Any ideas? Thank in advance!!!
It’s impossible to split tensorflow dataset object by passing it to train_test_split from sklearn. You can choose the number of validation samples, which should be int number, and use the following example:
valid_ds = datasetfinal.take(n_samples)
train_ds = datasetfinal.skip(n_samples)
It does what the method says: takes first n_samples from the dataset and skips all the rest or skips the first n_samples and takes all the rest.
3 Likes
I fixed that but then when i build the model and i fit it:
model = Sequential()
model.add(Conv2D(5, kernel_size=(5, 5),activation='linear',input_shape=(80,60,1),padding='same'))
model.add(Activation('relu'))
model.add(MaxPooling2D((2, 2),padding='same'))
model.add(Conv2D(5, (5, 5), activation='linear',padding='same'))
model.add(Activation('relu'))
model.add(MaxPooling2D(pool_size=(2, 2),padding='same'))
model.add(Conv2D(5, (5, 5), activation='linear',padding='same'))
model.add(Activation('relu'))
model.add(MaxPooling2D(pool_size=(2, 2),padding='same'))
model.add(Flatten())
model.add(Dense(100, activation='linear'))
model.add(Dense(1, activation='linear'))
#Compiling model
model.compile(
optimizer=tf.keras.optimizers.Adam(0.001),
loss=tf.keras.losses.SparseCategoricalCrossentropy(from_logits=True),
metrics=[tf.keras.metrics.SparseCategoricalAccuracy()],
)
model.fit(train_ds, validation_data=valid_ds, batch_size=32, epochs=10)
I get this error:
ValueError: Input 0 of layer sequential_6 is incompatible with the layer: : expected min_ndim=4, found ndim=2. Full shape received: (80, 60)
If your data has shape (80, 60), the input layer of the network should also have this input shape.
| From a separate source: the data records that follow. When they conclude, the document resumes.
PR #85, opened 2026-08-20
feat(wallet): add manual balance adjustments

zaxovaiko:
## Summary

Adds super-admin manual wallet credits and debits with durable idempotency, atomic audit records, and admin transaction history metadata.

## Why

Operations need a controlled correction path alongside reconciliation for exceptional balance changes.

## Alternatives considered

Reconciliation alone does not cover deliberate operational corrections. Reusing payment flows would incorrectly involve payment providers.

## Risks

- Adds `manual_credit` and `manual_debit` enum values through a generated migration.
- Full verification exposed existing flaky rate-limit and async tag tests. Schema, wallet integration, and HTTP E2E tests pass independently.

### DIFF
--- a/packages/core/src/contracts/schemas/common.ts
+++ b/packages/core/src/contracts/schemas/common.ts
@@ -23,12 +23,13 @@ export type ClientMeta = z.infer<typeof ClientMetaSchema>;
 // and the contract can never drift into truncating each other.
 export const MONEY_SCALE = 18;
 export const MONEY_PRECISION = 38;
+const MONEY_INTEGER_DIGITS = MONEY_PRECISION - MONEY_SCALE;
 
 export const MoneyAmountSchema = z
   .string()
   .regex(
-    new RegExp(`^\\d+(\\.\\d{1,${MONEY_SCALE}})?$`),
-    `must be a non-negative decimal string with at most ${MONEY_SCALE} decimal places`,
+    new RegExp(`^\\d{1,${MONEY_INTEGER_DIGITS}}(\\.\\d{1,${MONEY_SCALE}})?$`),
+    `must be a non-negative decimal string with at most ${MONEY_INTEGER_DIGITS} integer and ${MONEY_SCALE} decimal places`,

But you defined input_shape=(80, 60, 1), which is 3D.
When the error says that it expected 4 dimensions, it means that it expects 3D input as you defined it + batch dimension of the dataset. You probably did not apply .batch(batch_size) method to your datasets before passing them to the model.
You can read about preparing data and various dataset methods here (tf.data:构建 TensorFlow 输入流水线 | TensorFlow Core). You could probably benefit from using .cache() method as well.
1 Like
I have followed your reply and i could have trained my CNN correctly but now that i want to do confusion matrix of my results, its impossible for me because i dont have my tensorflow dataset separated in x_ds and y_ds with the labeled array, So i cant compared it with the predicted one.
How could i do that?
THANKS!
To extract validation labels from a batched dataset you can do this:
valid_labels = list(valid_ds.flat_map(lambda x, y: tf.data.Dataset.from_tensor_slices((x, y))).as_numpy_iterator())
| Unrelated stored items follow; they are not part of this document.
PR #86, opened 2026-08-20
fix(chat): allow standalone digit 5

jakubfilinger-b:
BF-436

### DIFF
--- a/packages/core/src/engagement/chat/moderation/profanity.ts
+++ b/packages/core/src/engagement/chat/moderation/profanity.ts
@@ -14,6 +14,9 @@ const profanity = new Profanity({
   unicodeWordBoundaries: true,
 });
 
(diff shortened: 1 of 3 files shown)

valid_labels = [y for x, y in valid_labels]
Probably, there is some easier way to do it. But now I can’t think of anything else.
Then you get predicted values from the model:
pred_labels = model.predict(valid_ds)
And use this to get a confusion matrix:
conf_m = tf.math.confusion_matrix(valid_labels, pred_labels)
1 Like
It gives me this error:
InvalidArgumentError: `predictions` contains negative values
Condition x >= 0 did not hold element-wise:
x (shape=(20000, 10) dtype=int64) =
['3', '3', '-8', '...']
It has no sense because my labels are just 0 and 1.
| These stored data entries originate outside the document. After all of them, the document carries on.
PR #88, opened 2026-08-20
feat(wallet): operator-editable asset catalog and custody adapter seam

zaxovaiko:
## Summary

- Adds `wallet_asset`: the `(currency, network)` pairs the platform accepts, each with its own minimum deposit, minimum withdrawal, withdrawal fee, and independent deposit/withdrawal enable flags.
- Adds a public `GET /wallet/assets` serving the enabled pairs to the player currency and network pickers, plus an admin CRUD group behind a new `wallet-asset` permission resource.
- Adds `WALLET_ASSET_CATALOG` so a payment adapter can read the catalog without importing wallet internals. The wallet plugin binds a DB-backed default, so an operator gets a working catalog with no wiring.
- Extends `PaymentAdapter` with `supportsAsset`, plus optional `listSweepableBalances`, `sweepToPool`, `listTransactions` and `getWithdrawalStatus` for a custody vendor that pools per-player balances.

## Why

Which currencies a platform accepts was operator config living in code and env vars, so adding one meant a deploy. The limits were also per-currency, which is wrong the moment a currency exists on more than one chain: USDT costs cents to move on one network and dollars on another, so a single currency-wide floor is wrong on at least one of them.

Deposit and withdrawal enable separately because they genuinely come up at different times - an operator can accept deposits for an asset before the withdrawal-side float behind it exists.

`providerAssetId` is the only vendor-touching column and the wallet module treats it as an opaque string, so a custody vendor's identifier scheme stays entirely in that vendor's adapter. The four optional `PaymentAdapter` methods are the seam a sweeping and reconciliation job will sit on later - this PR only defines them, nothing calls them yet.

## Alternatives considered

A second DI token for the custody methods, instead of optional methods on `PaymentAdapter`. Optional methods match the existing `issueDepositAddress`/`parseWebhook` idiom, and mean `MockPaymentAdapter` and every PSP adapter need no change at all.

Keeping the currency and network sets as enums validated at boot. That catches a bad value earlier, but it is exactly what makes adding a currency a deploy. `supportsAsset` recovers the safety: the catalog write path asks the bound adapter first, so an admin cannot save a pair the vendor cannot serve, and the failure lands on the admin at config time instead of on a player at deposit time.

## Risks

The `wallet_asset` migration is additive and nothing existing reads the table, so current deposit and withdrawal behaviour is unchanged.

Deleting a pair is blocked while players still hold that currency. `wallet_balance` is keyed by currency alone, with no `network` column, so that guard is necessarily currency-wide: removing one network of a currency someone holds is blocked even if their balance arrived over a different one. It fails safe, and widening it would mean putting `network` on `wallet_balance`, which is a bigger change than this PR should carry.

`wallet-asset` is a new permission resource. The built-in `admin` role gets it here, but any role whose levels are already stored will have no level for it and so no access until it is granted.

The `(currency, network)` key is deliberately immutable on update - renaming is a delete plus a create, so a vendor reference cannot be rewritten out from under a pending transaction.


packages/core/src/wallet/router/index.ts
```diff
@@ -202,6 +206,53 @@ export function createWalletRouter(
       }),
     },
 
+    listAssets: os.listAssets.handler(() => wallet.listEnabledWalletAssets()),
```
klaudia-blazyczek-blurify, line 209: This only filters the picker response. The deposit-address route still accepts any pair, and the deposit and withdrawal flows never read this catalog. A player can call the API directly after an asset is disabled or removed, bypassing the flags, limits, and fee. Enforce the configured asset in every server-side flow; a withdrawal also needs to carry and persist its network.

packages/core/src/wallet/service/wallet.service.ts
```diff
@@ -1289,6 +1327,143 @@ export class WalletService {
...
+  async updateWalletAsset(
+    adminId: User['id'],
+    { currency, network, ...changes }: UpdateWalletAssetInput,
+    meta?: ClientMeta,
+  ): Promise<WalletAsset> {
+    if (changes.providerAssetId !== undefined) {
+      this.assertAdapterSupports(currency, network);
+    }
+    return this.drizzle.db.transaction(async (txn) => {
+      const [before] = await txn
```
klaudia-blazyczek-blurify, line 1397: Lock this row, or use a versioned update, before reading it. Two admins can both read the same old state and update it in sequence, so the second audit record misses the first change. The audit trail needs the real before and after state.

packages/core/src/wallet/service/wallet.service.ts
```diff
@@ -1289,6 +1327,143 @@ export class WalletService {
...
+      // necessarily currency-wide: removing one network of a currency players still hold
+      // is blocked even if their balance arrived over another network. Fails safe.
+      const [held] = await txn
+        .select({ n: count() })
+        .from(walletBalance)
+        .where(and(eq(walletBalance.currency, currency), sql`${walletBalance.amount} > 0`));
+      if ((held?.n ?? 0) > 0) {
+        throw new WalletAssetInUseError();
+      }
+      await txn
```
klaudia-blazyczek-blurify, line 1450: Check that the delete actually removed a row before writing the audit record and returning true. Two concurrent deletes can both read the row; after the first commits, the second deletes nothing but still records another deletion and reports success.

klaudia-blazyczek-blurify (changes requested):

zaxovaiko:
Superseded by #92.

Every commit here is in that branch - the asset catalog and the custody adapter seam were cherry-picked onto it unchanged, and the tests came with them. Closing this one rather than rebasing it, because the reason to fold it in was structural: this PR and #85 both generated a wallet migration `0010`, and #89 stacked an `0011` on top. Renumbering by hand would leave drizzle hashing bytes that no longer match what was applied. #92 regenerates a single `0010` from the final schema instead, so the collision cannot happen.

No review comments were left here, so nothing is lost by moving. The work continues in #92 -> #95 -> #96.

This iwhat pred_labels has
[[ 6.11138 2.9243512 -11.660926 … -11.982912 -12.400366
-12.061557 ]
[ 6.1406865 2.6330147 -11.452074 … -11.73517 -12.167985
-11.924534 ]
[ 6.0676413 2.5402145 -11.498982 … -11.899355 -12.084745
-11.687552 ]
…
[ 6.1307297 2.6329107 -11.447449 … -11.732571 -12.161408
-11.918484 ]
[ 6.056893 3.654493 -10.960058 … -11.586772 -11.884876
-11.678584 ]
[ 6.1401978 2.6324804 -11.449804 … -11.733837 -12.1662035
-11.92291 ]]
It seems to be one image not predicted labels
Check the final layer of the model. It should have an activation suitable to classification task (sigmoid in this case) and 1 neuron. Loss function should be BinaryCrossentropy.
You can see this example of a binary image classification:
Firstly, thank you that worked!!
But, this is the confusion matrix i get
[[7829 4138]
[5346 2687]]
And this is the precision 52% and accuracy 39%.
Why do i get this values if my model return me with model.evaluate and fit around 93% of acc?